(Saved entries)
Issue #2148, opened 2025-05-23
Breaking changes in v3


catloversg:
There are many breaking changes in v3.0.0. This issue documents all these changes. I'll update this issue when we merge new breaking changes.

@d0sboots Please pin this issue.

## Manual Breaking Changes
The changes in this section will unfortunately require manual effort by you, if you are affected by them.

### Remove API server (#2084)
You cannot use the deprecated VSCode extension to connect to the Steam app via API server now. You have to use Remote API to connect your external editors to Bitburner. For more information, please check the pinned message in #external-editors on Discord (https://discord.gg/TFc3hKD).

### Remove fuzzy matching when checking params (#2091)
With some APIs, when you pass values to their params, you can pass a value that is not an exact match. For example, with `ns.singularity.commitCrime`, you can pass `Rob Store`, `rob store`, `RobStore`, `robstore`, `robStore`, etc. This is called "fuzzy matching". Now, you must pass an exact value (i.e., `Rob Store`). This change affects:
- Bladeburner action and type: `BladeburnerActionType`, `BladeburnerGeneralActionName`, `BladeburnerContractName`, `BladeburnerOperationName`, `BladeburnerBlackOpName`, `SpecialBladeburnerActionTypeForSleeve`, `BladeburnerActionTypeForSleeve`.
- Crime: `CrimeType`
- Faction work: `FactionWorkType`
- University class: `UniversityClassType`
- Gym stat: `GymType`
- Job field: `JobField`
- Stock position: `PositionType`
- Stock order: `OrderType`

You can access these values via `ns.enums` and Bladeburner APIs.

### Remove long-deprecated support for running NS1 scripts (#2083)
You cannot run `.script` files now. Please convert them to `.js` (or `.ts` for TypeScript).
Instructions: https://github.com/bitburner-official/bitburner-src/blob/dev/src/Documentation/doc/en/migrations/ns2.md

### Remove APIs that were deprecated a long time ago (#2088)
- `ns.nFormat` was removed. Use `ns.format.number`, `ns.format.ram`, `ns.format.percent`, or JS built-in objects/functions (e.g., `Intl.NumberFormat`, `Intl.PluralRules`, `Intl.Locale`) instead.

### Enforce stricter param check on ns.getBitNodeMultipliers and ns.hacknet.spendHashes (#2085)
- `ns.getBitNodeMultipliers`: `n` and `lvl` must be positive integers.
[...]

PR #2149, opened 2025-05-23
MISC: Add removal of fuzzy matching to list of breaking changes

catloversg:
It's just as the title said.

I also added text mentioning #2148 to the popup of breaking changes.


src/utils/APIBreaks/3.0.0.ts
```diff
@@ -1,112 +1,132 @@
...
+      info:
+        "ns.corporation.setAutoJobAssignment() was removed.\n" +
+        'It has been automatically replaced with "ns.corporation.setJobAssignment()".\n\n',
+      showPopUp: false,
+    },
+    {
+      brokenAPIs: [],
+      info:
+        `With some APIs, when you pass values to their params, you can pass a value that is not an exact match. ` +
+        `For example, with "ns.singularity.commitCrime", you can pass "Rob Store", "rob store", "RobStore", "robstore", "robStore", etc. ` +
```
d0sboots:
```suggestion
        `With some APIs, when you passed values to their params, you could pass a value that was not an exact match. ` +
        `For example, with "ns.singularity.commitCrime", you could pass "Rob Store", "rob store", "RobStore", "robstore", "robStore", etc. ` +
```

src/utils/APIBreaks/3.0.0.ts
```diff
@@ -1,112 +1,132 @@
...
+        `This is called "fuzzy matching". Now, you must pass an exact value (i.e., Rob Store). This change affects:\n` +
+        `- Bladeburner action and type: BladeburnerActionType, BladeburnerGeneralActionName, BladeburnerContractName, BladeburnerOperationName, BladeburnerBlackOpName, SpecialBladeburnerActionTypeForSleeve, BladeburnerActionTypeForSleeve.\n` +
```
d0sboots: Looking through this list makes me realize something. We defined public Enum *types* for all of these various things as part of your big refactor. But do we have enum *objects* for them, in particular for JS players? Many of these are defined in `NSEnums`, but certainly not all of them. Bladeburner is obviously a mess, but eves simple things like `OrderType` I don't think we have programmatic API access to.

I think we should probably just add these wholesale to NSEnums? (As a separate PR.) Unless they're duplicating another function and there's a good reason not to for specific cases. And then add a note here about how these reference Enum names and you can find them here (link to docs). (It doesn't have to be an actual link, a URL is fine.)

This PR doesn't have to wait on that, but it would be good if there was *some* easy way for players to find the details of what are the allowed values for these things in the docs, and it's certainly not easily possible (for many of them) right now.

src/utils/APIBreaks/APIBreak.ts
```diff
@@ -33,6 +38,11 @@ export interface APIBreakInfo {
   info: string;
   /** If broken APIs can be safely migrated, we can skip displaying the notification popup */
   showPopUp: boolean;
+  /**
+   * With some breaking changes, we cannot detect the affected code reliably via "brokenAPIs". In this case, we always
+   * show a popup that notifies the player about this change.
+   */
+  forceShowPopUp?: boolean;
```
d0sboots: I don't understand the difference between this and `showPopup`, or why they need to be distinguished.

src/utils/APIBreaks/APIBreak.ts
```diff
@@ -68,24 +78,24 @@ function detectImpactAndMigrate(brokenFunctions: APIBreakInfo["brokenAPIs"]): Im
...
   const details: {
     text: string;
     showPopUp: boolean;
   }[] = [];
   let numberOfPopUps = 0;
-  for (const breakInfo of breakInfos) {
+  for (const breakInfo of apiBreakingChanges) {
     const impactMap = detectImpactAndMigrate(breakInfo.brokenAPIs);
-    if (!impactMap) {
+    if (impactMap.size === 0 && !breakInfo.forceShowPopUp) {
```
d0sboots: Can't you just check against `breakInfo.brokenAPIs.length !== 0`? I.e. if you specified some brokenAPIs, you want them to match, but if there aren't any this is an unconditional message. (And potentially not a popup, even.)

catloversg:
@d0sboots I tried to explain the reason in the latest commit.

`showPopUp` vs `doNotSkip`:
- `showPopUp`: If this change is not skipped, do we show a pop up?
- `doNotSkip`: If this change does not affect the code, should we skip it?

The if statement: 2 conditions:
- Affect code (i.e., `impactMap.size > 0`)?
  - Yes: Always process.
  - No: Check `breakInfo.doNotSkip`. Skip if falsy.
- `breakInfo.doNotSkip`?
  - True: Always process.
  - Falsy: Check `impactMap.size`. Skip if no impact.

src/utils/APIBreaks/3.0.0.ts
catloversg: We can add/expose these enums to `ns.enums`.
- `BladeburnerActionType`
- `SpecialBladeburnerActionTypeForSleeve`
- `PositionType`
- `OrderType`

Other enums/arrays:
- `BladeburnerGeneralActionName`: Can access via `ns.bladeburner.getGeneralActionNames()`.
- `BladeburnerContractName`: Can access via `ns.bladeburner.getContractNames()`.
- `BladeburnerOperationName`: Can access via `ns.bladeburner.getOperationNames()`.
- `BladeburnerBlackOpName`: Can access via `ns.bladeburner.getBlackOpNames()`.
- Non-BladeBurner: Already available in `ns.enums`.

After adding/exposing those enums (in a different PR), I'll update this breaking change's entry.

d0sboots:
OK, I think the name is better now. Just waiting on the doc update.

_PROBLEM STATEMENT_
Above are the records; repeat exactly the lines from the one holding "- Affect code" down to the one holding "After adding/exposing those", end lines included.

_OUTPUT FOR THIS TASK_
- Affect code (i.e., `impactMap.size > 0`)?
  - Yes: Always process.
  - No: Check `breakInfo.doNotSkip`. Skip if falsy.
- `breakInfo.doNotSkip`?
  - True: Always process.
  - Falsy: Check `impactMap.size`. Skip if no impact.

src/utils/APIBreaks/3.0.0.ts
catloversg: We can add/expose these enums to `ns.enums`.
- `BladeburnerActionType`
- `SpecialBladeburnerActionTypeForSleeve`
- `PositionType`
- `OrderType`

Other enums/arrays:
- `BladeburnerGeneralActionName`: Can access via `ns.bladeburner.getGeneralActionNames()`.
- `BladeburnerContractName`: Can access via `ns.bladeburner.getContractNames()`.
- `BladeburnerOperationName`: Can access via `ns.bladeburner.getOperationNames()`.
- `BladeburnerBlackOpName`: Can access via `ns.bladeburner.getBlackOpNames()`.
- Non-BladeBurner: Already available in `ns.enums`.

After adding/exposing those enums (in a different PR), I'll update this breaking change's entry.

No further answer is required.